While Riordan expressed confidence in Rodman from the beginning, some of the mayor's chief financial backers questioned whether Rodman was the right choice because of his lack of education expertise. Some of Riordan's key advisors said the mayor should have tapped the more experienced Canter, who was a special education teacher before launching her teacher training business.

For her part, Canter portrayed herself as an independent candidate not beholden to any special interest.

The race in the initial months was mostly polite. An early round of debates and mailers focused on the many issues facing the school district, from uncredentialed teachers to overcrowding to low test scores.

The civility broke down gradually as Canter and Rodman sought to depict Fields as a member of a dysfunctional school board that had failed to provide textbooks and other essentials to the district's 723,000 students.

Then, last week, the race turned ugly. Fields, Canter and Rodman ripped into one another with sharply worded mailers and recorded phone calls to voters.

Canter struck first with a mailer that accused Fields of missing or being tardy to more than one-third of the school board meetings last year.

"If students missed class as much as incumbent Valerie Fields missed votes, they would get an F," the mailer said. "With all of the problems facing our public schools today, don't we deserve to have a full-time school board member?"

Fields acknowledged that she had missed or been slightly tardy to about 30% of the meetings, but called the mailer a smear. She recalled being less than five minutes late on the occasions she was tardy.

Fields and Rodman, meanwhile, seized on Canter's poor voting record as a private citizen.

Fields noted in a press release that Canter had failed to vote in 12 of 15 elections since 1993, including the 1997 and 1999 school board races. Rodman went further, putting out a mailer the weekend before the election that listed the elections in which Canter had not voted in and assailing her "appalling record of civic irresponsibility."

Canter acknowledged her failure to vote, saying she was focused on her business.

By the time the primary arrived, Canter had loaned her campaign $950,000. Fields had raised nearly $688,000, with the union as her largest contributor. Rodman raised just under $700,000, nearly all from Riordan's campaign committee, Coalition for the Kids.

The record fund-raising was expected to continue in the two months leading up to the June 5 runoff.

Both Canter and Fields said they would stop the attacks and return to discussing district issues. "I'm going to focus on what the kids need in the classroom," Canter said.

The District 6 campaign in the San Fernando Valley between incumbent Korenstein and Riley saw only minor scuffling.

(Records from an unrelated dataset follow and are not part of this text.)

PR #8539, opened 2025-01-30
[shared_preferences_tool] Loosen vm_service constraint to allow for 15

parlough:
This is causing the `flutter-analyze-try` Dart try bot to [fail](https://ci.chromium.org/ui/p/dart/builders/try/flutter-analyze-try/26500/overview) due to [upgrading the version pinned by flutter](https://github.com/flutter/flutter/commit/3e3bb9fdd586e71bc7fb797ee7158b53a54cd634).

### DIFF
--- a/packages/shared_preferences/shared_preferences_tool/pubspec.yaml
+++ b/packages/shared_preferences/shared_preferences_tool/pubspec.yaml
@@ -2,7 +2,7 @@ name: shared_preferences_tool
 description: "DevTools extension for package:shared_preferences. Manage SharedPreferences efficiently. Edit, search, and view keys."
 publish_to: 'none'
 
-version: 1.0.0+2
+version: 1.0.1
 
 environment:
   sdk: '>=3.6.0 <4.0.0'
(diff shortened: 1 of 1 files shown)


packages/shared_preferences/shared_preferences_tool/pubspec.yaml
```diff
@@ -2,7 +2,7 @@ name: shared_preferences_tool
 description: "DevTools extension for package:shared_preferences. Manage SharedPreferences efficiently. Edit, search, and view keys."
 publish_to: 'none'
 
-version: 1.0.0+1
+version: 1.0.0+2
```
stuartmorgan, line 5: This should be 1.0.1; we don't use `+` versions beyond `0.x`. (This was apparently not caught in the initial review, but we should fix it now.)

stuartmorgan (dismissed):
Have you manually verified that this actually works? Because master here is still using the older version, [presubmit isn't providing any meaningful testing of this change](https://logs.chromium.org/logs/flutter/buildbucket/cr-buildbucket/8724281455701567089/+/u/Run_package_tests/analyze/stdout); if 15.x breaks this package, CI won't tell us until it's too late.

Korenstein, who was backed by the United Teachers-Los Angeles union, tried to tie Riley, by association, with gambling because he manufactures bingo equipment. He said the equipment is used for charitable gaming.

Riley linked Korenstein to what he called 14 years of stagnation on the school board. Korenstein, the longest-serving member of the school board, is seeking her fourth full term.

The third race, in District 2, was the quietest. Huizar appeared headed for an easy victory.